L’affaire a fait l’objet d’un dessaisissement au profit du Pôle social du Tribunal judiciaire de Marseille, en vertu de la loi n° 2016-1547 du 18 novembre 2016 de modernisation de la justice du XXIème siècle.

Elle a été retenue à l’audience du 24 octobre 2024.

Aux termes des conclusions soutenues oralement à l’audience par son Conseil, l’[14] sollicite du Tribunal de : - valider la contrainte querellée pour un montant ramené à 6 007 euros pour tenir compte de la radiation de la Société en Nom Collectif [5] le 2 octobre 2018 dont l'opposant était gérant majoritaire ; - condamner M. [O] [Z] au paiement de cette somme, outre les entiers dépens ; - ordonner l’exécution provisoire de la décision à intervenir ; - rejeter l'ensemble des demandes et prétentions de M. [O] [Z].

M. [O] [Z] , représenté à l'audience par son Conseil, - demande à titre principal l'annulation de la contrainte estimant que l'organisme ne démontre pas le bienfondé de sa créance ayant cédé son fonds de commerce le 16 juillet 2018, remet en cause l'existence d'appels à cotisation, - demande à titre subsidiaire l'annulation des majorations et la mise en place d'un échéancier, - demande la condamnation de l'[Adresse 13] au paiement de la somme de 1 000 euros au titre des dispositions de l'article 700 du Code de procédure civile.

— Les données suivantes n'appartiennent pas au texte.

PR #2037, opened 2020-05-03
Use `TickedLedger` for `updateConsensusState`

edsko:
The documentation for `updateConsensusState` said that it would be given the _validated_ ledger view. That is not correct: it is passed the _ticked_ ledger view. We didn't make that clear in the types though; now we do. Similarly, the leader check was done using a ticked ledger view, but this was also not clear from the types.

L’affaire a été mise en délibéré au 9 janvier 2025.

MOTIFS DE LA DÉCISION

Aux termes de l’article L. 244-9 du Code de la sécurité sociale, la contrainte décernée par le directeur d’un organisme de sécurité sociale pour le recouvrement des cotisations et majorations de retard emporte, à défaut d’opposition du débiteur devant le tribunal, dans les délais et selon les conditions fixées par décret, tous les effets d’un jugement et confère notamment le bénéfice de l’hypothèque judiciaire.

Sur la recevabilité des oppositions

L’article R. 133-3 du Code de la sécurité sociale dispose que le débiteur peut former opposition par inscription au secrétariat du tribunal compétent dans le ressort duquel il est domicilié ou pour les débiteurs domiciliés à l'étranger, au secrétariat du tribunal compétent dans le ressort de l'organisme créancier par lettre recommandée avec demande d'avis de réception adressée au secrétariat dudit tribunal dans les quinze jours à compter de la notification ou de la signification. L'opposition doit être motivée ; une copie de la contrainte contestée doit lui être jointe.

En l’espèce, M. [O] [Z] a formé opposition dans le respect du délai de quinze jours imparti.

Par conséquent, l' opposition motivée sera déclarée recevable.

Sur le défaut d'appel à cotisations

Le tribunal rappelle que les cotisations sociales sont portables et non quérables et que leur absence n'est sanctionnée par aucun texte. De surcroit, l'[14] rapporte la preuve de tels appels à cotisations qui n'ont l'objet d'aucune contestation ( pièce 7 ) .

Sur le bien fondé de la contrainte

Conformément à l'article L. 244-2 du Code de sécurité sociale, toute action ou poursuite effectuée à l'encontre d'un cotisant est obligatoirement précédée d'une mise en demeure adressée par lettre recommandée à l'employeur ou au travailleur indépendant.

L'article R. 244-1 du même Code dispose que la mise en demeure précise la cause, la nature et le montant des sommes réclamées ainsi que la période à laquelle elles se rapportent.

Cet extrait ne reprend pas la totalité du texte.